The media has totally ignored the importance of science and technology in the developmental aspirations of PNG.
The Divine Word University, being a leading journalism training institution in PNG, hosted a National Science and Technology Conference but sadly, failed to generate sufficient media coverage.
PNG has a mammoth task at hand to
achieve the UN-sanctioned Millennium Development Goals (MDG) which also
feature prominently in Vision 2050.
We must turn to science and technology to help us achieve the short, medium and long-term goals.
Obviously, a continuous and substantial source of revenue will be required to push the development agenda to achieving Vision 2050.
Increased rural participation through science and technology-based research and development will make the rural bulk more productive, which will in turn increase revenue for the government.
Our development strategies in the last 30 years were based on an social, legal and economic framework without any input from science and technology.
This is in sharp contrast with model economies like Malaysia which has also invested heavily in science and technology in recent years and has enjoyed the fruits of its planning.

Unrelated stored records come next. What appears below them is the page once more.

PR #517, opened 2020-06-15
[Draft] Wires the max pressure alarm to the color of the pressure graph

jkff:
This is further progress towards #366 .

The goal of this PR is to lay the groundwork for wiring alarms to GUI.

Marked "draft" because there's a bunch more stuff to be done UX-wise before this can be merged - @paulovap let's discuss the sequencing during our chat tomorrow.

Basically the PR does the following:
* Makes GuiStateContainer a regular QObject obeying QT threading logic instead of using its own mutex. I did this because:
  * Both comms thread (gui/controller status exchange) and GUI thread need to talk to the alarm state
  * I want MaxPressureAlarm to be a property of GuiStateContainer, because alarm state is GUI state
  * Using a mutex in GuiStateContainer meant that GuiStateContainer manages thread safety, but it cannot manage thread safety transitively through MaxPressureAlarm, and I don't want to add mutexes to the alarm.
  * So it's much easier to use regular QObject's and handle interaction with the comms thread via Qt queued signal connections (when invoked from a thread other than the object's thread, signals by default get queued for later delivery).
* Introduces style elements for graph area/line color based on priority of the alarm associated with this graph. This is based on @ThomasSonsalla's idea that, since we have a pressure-based alarm but don't have a pressure readout, maybe we should color the graph itself.
* Wires the state of the MaxPressureAlarm to a property of the pressure graph in QML.

### DIFF
--- a/gui/app/Style.qml
+++ b/gui/app/Style.qml
@@ -1,5 +1,6 @@
 pragma Singleton
 import QtQuick 2.11
+import Respira 1.0
 
 /*!
     \qmltype Style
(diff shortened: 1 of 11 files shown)


jkff:
Replaced by #542 , closing.

PR #519, opened 2020-06-15
Adds breath_id to network protocol and fills it in on the controller

jkff:
This is so that we can detect breath boundaries in the GUI to measure PIP/PEEP and compute alarms on them.

### DIFF
--- a/controller/lib/core/controller.cpp
+++ b/controller/lib/core/controller.cpp
@@ -77,6 +77,7 @@ Controller::Run(Time now, const VentParams &params,
   if (desired_state.is_new_breath) {
     // The "correct" volume at the breath boundary is 0.
     flow_integrator_->NoteExpectedVolume(ml(0));
+    breath_id_++;
   }
 
   ActuatorsState actuators_state;
@@ -122,6 +123,7 @@ Controller::Run(Time now, const VentParams &params,
       .pressure_setpoint = desired_state.pressure_setpoint.value_or(kPa(0)),
       .patient_volume = patient_volume,
       .net_flow = net_flow,
+      .breath_id = breath_id_,
   };
 
   dbg_sp.Set(desired_state.pressure_setpoint.value_or(kPa(0)).cmH2O());
--- a/controller/lib/core/controller.cpp
+++ b/controller/lib/core/controller.cpp
@@ -77,7 +77,7 @@ Controller::Run(Time now, const VentParams &params,
   if (desired_state.is_new_breath) {
     // The "correct" volume at the breath boundary is 0.
     flow_integrator_->NoteExpectedVolume(ml(0));
-    breath_id_++;
+    breath_id_ = now.microsSinceStartup();
   }
 
   ActuatorsState actuators_state;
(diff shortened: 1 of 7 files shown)


controller/lib/core/controller.cpp
```diff
@@ -77,6 +77,7 @@ Controller::Run(Time now, const VentParams &params,
   if (desired_state.is_new_breath) {
     // The "correct" volume at the breath boundary is 0.
     flow_integrator_->NoteExpectedVolume(ml(0));
+    breath_id_++;
```
asmodai27, line 80: Note that this condition is also met when we transition from an On mode to the Off mode

controller/lib/core/controller.h
```diff
@@ -25,6 +25,10 @@ struct ControllerState {
   // therefore volume) to 0 at each breath boundary.
   Volume patient_volume;
   VolumetricFlow net_flow;
+
+  // Sequentially increasing index of the current breath among all breaths
+  // handled since controller startup.
+  int breath_id = 0;
```
asmodai27, line 31: How many breaths do we expect to handle in one go?
Should we handle rollover properly or just make this unsigned and handle the rollover on GUI side?
Should we rather use explicit t_uint32 instead of int which is environment specific?

controller/lib/core/controller.h
```diff
@@ -40,6 +44,7 @@ class Controller {
       const SensorReadings &sensor_readings);
 
 private:
+  int breath_id_ = 0;
```
asmodai27, line 47: same

utils/network_protocol_pb2.py
```diff
@@ -278,6 +278,13 @@
       message_type=None, enum_type=None, containing_type=None,
       is_extension=False, extension_scope=None,
       serialized_options=None, file=DESCRIPTOR,  create_key=_descriptor._internal_create_key),
+    _descriptor.FieldDescriptor(
+      name='breath_id', full_name='SensorsProto.breath_id', index=5,
+      number=6, type=5, cpp_type=1, label=2,
+      has_default_value=False, default_value=0,
+      message_type=None, enum_type=None, containing_type=None,
+      is_extension=False, extension_scope=None,
+      serialized_options=None, file=DESCRIPTOR,  create_key=_descriptor._internal_create_key),
```
asmodai27, line 287: Should I trust that this is generated by nanopb, and all info in there is correct?

controller/lib/core/controller.cpp
jkff: Yup I think that's fine.

controller/lib/core/controller.h
jkff: Used uint32_t, thanks.

controller/lib/core/controller.h
jkff: Done

utils/network_protocol_pb2.py
jkff: Yes, I regenerated everything using the commands in network_protocol.proto.

PR #522, opened 2020-06-15
Factor commanded/measured parameters and graphs out of the two modes

jkff:
It is important to factor them out because they will actually be evolving quite a bit, and because modes are not completely identical.

A few things that I know will be changing:

* The commanded vs measured values will be separated (currently eg commanded and measured pip widgets are wired to the same thing in GuiStateContainer)
* Some parameter displays will be wired up with alarms

It would be very inconvenient to do both of these twice.

There's more room to extract common stuff out of the modes but I think the PR takes care of the most important parts.


gui/app/controls/FiO2Display.qml
```diff
@@ -0,0 +1,10 @@
+import QtQuick 2.11
```
paulovap, line 1: maybe a `parameters` folder instead a `controls`? Just a suggestion

gui/app/controls/FlowGraph.qml
```diff
@@ -0,0 +1,18 @@
...
+    name: "Flow"
+    unit: "L/min"
+    // TODO: Are these reasonable lower and upper bounds?
+    // Source for current value:
+    // https://www.sciencedirect.com/topics/medicine-and-dentistry/peak-inspiratory-flow
+    // "Most modern ventilators can deliver flow rates between
+    // 60 and 120 L/min. "
+    yMin: -150
+    yMax: 150
+    dataset: GuiStateContainer.flowSeries
```
paulovap, line 17: Suggestion: Leave all assignment related to `GuiStateContainer` in the main.qml or a higher-level Item (Like in the mode itself) in case we decided to break it down. Spreading it in several files might make it mode difficult to  read and refactor later.

jlebar:
Looks reasonable to me, and I'm happy to defer to Paulo unless there's something specific you'd like feedback on from me.

gui/app/controls/FiO2Display.qml
jkff: Good suggestion, I've spread them into subdirectories.

gui/app/controls/FlowGraph.qml
jkff: This is a good suggestion too, but it seems tedious to implement without first breaking down GuiStateContainer, unless I'm missing something. Are you suggesting that e.g. CommandPressureMode should pass a "series" property to FlowGraph, and in turn main.qml should pass GuiStateContainer.flowSeries as a "flowSeries" property to CommandPressureMode?

I think this would work quite well if we split GuiStateContainer into parts like "readings", "parameters", "graphs" and main.qml passed all three of these to the mode and mode passed the relevant sub-parts to sub-components, but I'd prefer to do this separately from this PR. Added a TODO for now.

jkff:
Thanks Paulo, please take another look?

PR #524, opened 2020-06-15
Changes ventilation mode property to be an enum.

jkff:
Adds HFNC mode to the proto as a formality.


gui/app/modes/PressureAssistMode.qml
```diff
@@ -153,8 +153,8 @@ Mode {
                 // Meaning, 2000 should be enough for a human of ~300kg body mass;
                 // I don't know whether heavier humans have even larger
                 // tidal volume.
-                yMin: 0
-                yMax: 2000
+                yMin: -3000
```
jkff, line 156: This simply got out of sync with the other file, I noticed cause the graph wasn't showing anything. This is going away anyways in the other PR.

The National Science and Technology Council, set up by the Office of Higher Education, Research, Science and Technology, should facilitate the formulation of a “National Science and Technology Policy” which will form the working document in the development of a national development strategy to achieve Vision 2050.
We also need for the government , businesses and academics to work together to share and use data.
In the interim, we must also identify measures that can be implemented immediately.
At the end of this intervention strategy, the following may be achieved:
*  A wider and diversified tax structure which would include a reduction in personal and corporate taxes;
* Increased rural participation and productivity that would also lead to lower urban migration;
* Increased science and technology-based research and development, pilot studies and technology transfer; and
*  Improved economic output and social indicators, reduction in HIV/AIDS statistics and others.
*Stewart Wossa has a masters in science and teaches chemistry at the University of Goroka. He is currently on research leave at the Australian National University.